Valentin Kuznetsov edited this page Dec 21, 2015 · 1 revision

Record constrains

WMArchive service is quite flexible to storing your favorite JSON records, but they should follow up a few constrains which we impose due to limitations (and complexity) of underlying avro binary format used by HDFS. Here they are:

  • It is allowed to store nested records, e.g. dict of dicts, or dict with list of dicts, but the complex data types should have identical structure for all its elements. For instance, if your record contains a list, all elements of the list should be the same type, e.g. integers, floats or dicts.
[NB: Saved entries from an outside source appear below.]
PR #2890, opened 2026-05-04
bump lock dependencies, remove dead ones

ElLorans:
Supersedes https://github.com/pallets-eco/flask-admin/pull/2894 and similars.

1. remove `tox<4.30` constraint after https://github.com/tox-dev/tox/issues/3602
2. Update tox code runner in tests.yaml to exclude "." since now tox strips "." from environments (e.g. py311 rather than py3.11): https://github.com/pallets-eco/flask-admin/blob/739b7712dd3192ede8f624c8738aa5820213c5b9/.github/workflows/tests.yaml
3. pin `azure-storage-blob<12.28.0` in testing since Azurite 3.35.0 only supports up to API 2025-11-05
4. remove `pyright` until we fix all the warnings and add it to the type testing matrix
5. remove `types-Pillow` since Pillow 10.3.0 introduced types but in lock we are already using 12.2.0
6. remove `types-beautifulsoup4` since bs4 introduced types in 4.13 but in lock we were using 4.14.3
7. remove pylint
8. remove most `tool.mypy.overrides`

Updating `typesheds` and `wtforms` allows to remove a few `type: ignore` but had to fix 1 possible bug and type ignore another one. Both appear to be false alarms (self.choices should not be None):

1. https://github.com/pallets-eco/flask-admin/pull/2890/changes#diff-ed0780d4a77dcbff70ec5c0d8552223de602eeabe3a2d8e6a2595a691a39c533
2. https://github.com/pallets-eco/flask-admin/pull/2890/changes#diff-3e3a15187c1f84fd2a867e515ac8063482beb0ce770ce64cc06df6075c424bbc

### DIFF
--- a/flask_admin/model/widgets.py
+++ b/flask_admin/model/widgets.py
@@ -132,8 +132,9 @@ class XEditableWidget:
         elif field.type in ["Select2Field", "SelectField"]:
             field = t.cast(Select2Field | SelectField, field)
             kwargs["data-type"] = "select2"
-            choices = [  # type:ignore[misc]
-                {"value": x, "text": y} for x, y in field.choices
+            choices = [  # type:ignore[misc, str-unpack]
+                {"value": x, "text": y}
+                for x, y in field.choices  # type: ignore[union-attr]
             ]
 
             # prepend a blank field to choices if allow_blank = True
--- a/.github/workflows/tests.yaml
+++ b/.github/workflows/tests.yaml
@@ -82,7 +82,15 @@ jobs:
         env:
           PGPASSWORD: postgres
         run: psql -U postgres -h localhost -c 'CREATE EXTENSION hstore;' flask_admin_test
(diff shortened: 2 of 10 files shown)


flask_admin/model/widgets.py
```diff
@@ -132,9 +132,7 @@ def get_kwargs(self, field: Field, kwargs: dict[str, str]) -> dict[str, str]:
         elif field.type in ["Select2Field", "SelectField"]:
             field = t.cast(Select2Field | SelectField, field)
             kwargs["data-type"] = "select2"
-            choices = [  # type:ignore[misc]
-                {"value": x, "text": y} for x, y in field.choices
-            ]
+            choices = [{"value": x, "text": y} for x, y in field.choices or []]
```
ElLorans:
```suggestion
            choices = [{"value": x, "text": y} for x, y in field.choices or ()]
```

If list contains another complex data structure, e.g. dictionaries, all dictionary should have identical structure.

  • It is allowed to expand the schema, but it is prohibit to shrink it. For example, if original document had the structure of {"foo":"some_string"} you can expand it to {"foo":"some_string", "bla":int}, i.e. it is allowed to add attributes to existing schema. But you can do reverse operation.

  • There are few limitations on choice of keyword attribute names for your JSON record, they should not start with underscores, e.g. _id, instead use python way to name your attributes, e.g. uid or unique_id.

  • The timestamp is reserved word for HDFS, therefore try to avoid it in your JSON record

  • If you plan to search your values which contain URI's, e.g. root://path/file.root, you need to replace them with a linked value, e.g. root://path/file.root<root://path/file.root>. The tag brackets will provide necessary link for such values.